Another major initiative from the search team involves the creation of ‘topics’ pages: useful pages of information assembled from BBC sources and elsewhere about specific subjects. Topics is still in beta: you can check out the handful of hand-coded topics pages here. Many more are planned and what’s fascinating is that about 95% of them will be automatically generated.

This is all pretty hardcore semantic web stuff. The BBC topics starts by crawling Wikipedia daily and pulling in new pages created since the last visit. Wikipedia provides authority here: confirming that a topic is real (not that it’s relevant or useful: just that it exists) and doing ‘disambiguation’—sorting out the 19 different places called Rome, for instance. If the system finds a new entry at Wikipedia it then searches the BBC for information that’s similar to the Wikipedia entry—using Wikipedia’s text as a ‘training document’. If it finds none then no page is created: the topic is obviously not of sufficient relevance. If it finds content—news stories, programme pages, whatever—it generates a new topic page. John Muth, one of the developers working on the system, says he expects there to be tens of thousands of topic pages pretty soon after launch.

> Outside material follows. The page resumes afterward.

PR #587, opened 2026-09-14
test: use jsdom storage in test workers

salmanmkc:
## Description

running the suite on Node 26 leaves 15 tests without jsdom's `localStorage`. Node defines the property itself now, so vitest keeps the native global instead of copying jsdom's Storage over. the same tests pass on Node 24, which is what CI uses. matches [vitest-dev/vitest#10867](https://github.com/vitest-dev/vitest/issues/10867).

The result will be thousands of new pages, an extraordinarily rich information asset that exposes a lot of authoritative BBC content that would otherwise have been neglected or even lost. This is going to be a real public service win and – let’s face it – a much better idea than trying to make bbc.co.uk a destination for web search. Live syndication of Wikipedia content will also mean that the topic pages improve as Wikipedia does (although pages needn’t use Wikipedia content). Further (the semantic web is a mighty rich and interwoven thing), people will be able to syndicate the BBC topics pages for their own use: they will be published under a Creative Commons licence like the hundreds of thousands of artist pages in the /music hierarchy. Tools will be provided and schools and libraries or even businesses will be able to build useful information resources of their own by tapping into this clever blend of content from the BBC and the commons.

And video too

This all gets even more exciting when you add the potential to search the hundreds of thousands of hours of video produced by the BBC annually. Matt’s team is currently testing a system that analyses video files, creating a transcript that can then be indexed and added to the web of content on the topic pages. The transcript can also be used to ‘chapterise’ the video itself so users can jump to a particular part of the video based on the transcript.

Let’s face it: once the BBC’s audio and video content—the Corporation’s crown jewels obviously—has been opened up to search there’s really no further argument: It’s game over. All other gateways to the BBC’s content will be officially obsolete and search will have won. Maybe I should keep my mouth shut.